SUPPLIED DATA: Begin

PR #378, opened 2025-03-21
Revive `askama_escaped`

Kijewski:
We adopted `askama_escape` with the other askama crates. It was not updated for quite some time, but still gets 25k+ downloads / day Mon to Fri.

This PR re-adds the crate using our current HTML escaping function.

### DIFF
--- a/.github/workflows/rust.yml
+++ b/.github/workflows/rust.yml
@@ -27,7 +27,7 @@ jobs:
           set -eu
           for PKG in \
             bench-build examples/actix-web-app examples/axum-app examples/poem-app examples/rocket-app examples/salvo-app examples/warp-app fuzzing \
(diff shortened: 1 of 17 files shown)


GuillaumeGomez (approved):

GuillaumeGomez:
Not sure it's really worth but I'll let it up to you.

Kijewski:
Well, [it](https://crates.io/crates/askama_escape) seems to be the most downloaded html escaping library, before [html-escape](https://crates.io/crates/html-escape) (which has a bigger scope, more functionality) or [v_htmlescape](https://crates.io/crates/v_htmlescape) (which is faster, but the code cannot be fathomed by the human mind).

Esp. after the multiple rounds of reviews in <https://github.com/askama-rs/askama/pull/351> I think it would be nice to provide the updates back to the community.

PR #384, opened 2025-03-31
`askama_derive` accidentally exposed as a feature

Kijewski:
If you don't use an optional dependency at least once with `dep:…` in a feature, it automatically, implicitly becomes a feature flag. The `dep:` prefix was missing from `askama_derive` for the `derive` feature.


GuillaumeGomez (approved):

GuillaumeGomez:
Thanks!

PR #385, opened 2025-03-31
Track config files

GuillaumeGomez:
Fixes https://github.com/askama-rs/askama/issues/383.

### DIFF
--- a/askama_derive/src/tests.rs
+++ b/askama_derive/src/tests.rs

SUPPLIED DATA: End

For this exercise, set down all of the entries again word for word.

PR #378, opened 2025-03-21
Revive `askama_escaped`

Kijewski:
We adopted `askama_escape` with the other askama crates. It was not updated for quite some time, but still gets 25k+ downloads / day Mon to Fri.

This PR re-adds the crate using our current HTML escaping function.

### DIFF
--- a/.github/workflows/rust.yml
+++ b/.github/workflows/rust.yml
@@ -27,7 +27,7 @@ jobs:
           set -eu
           for PKG in \
             bench-build examples/actix-web-app examples/axum-app examples/poem-app examples/rocket-app examples/salvo-app examples/warp-app fuzzing \
(diff shortened: 1 of 17 files shown)


GuillaumeGomez (approved):

GuillaumeGomez:
Not sure it's really worth but I'll let it up to you.

Kijewski:
Well, [it](https://crates.io/crates/askama_escape) seems to be the most downloaded html escaping library, before [html-escape](https://crates.io/crates/html-escape) (which has a bigger scope, more functionality) or [v_htmlescape](https://crates.io/crates/v_htmlescape) (which is faster, but the code cannot be fathomed by the human mind).

Esp. after the multiple rounds of reviews in <https://github.com/askama-rs/askama/pull/351> I think it would be nice to provide the updates back to the community.

PR #384, opened 2025-03-31
`askama_derive` accidentally exposed as a feature

Kijewski:
If you don't use an optional dependency at least once with `dep:…` in a feature, it automatically, implicitly becomes a feature flag. The `dep:` prefix was missing from `askama_derive` for the `derive` feature.


GuillaumeGomez (approved):

GuillaumeGomez:
Thanks!

PR #385, opened 2025-03-31
Track config files

GuillaumeGomez:
Fixes https://github.com/askama-rs/askama/issues/383.

### DIFF
--- a/askama_derive/src/tests.rs
+++ b/askama_derive/src/tests.rs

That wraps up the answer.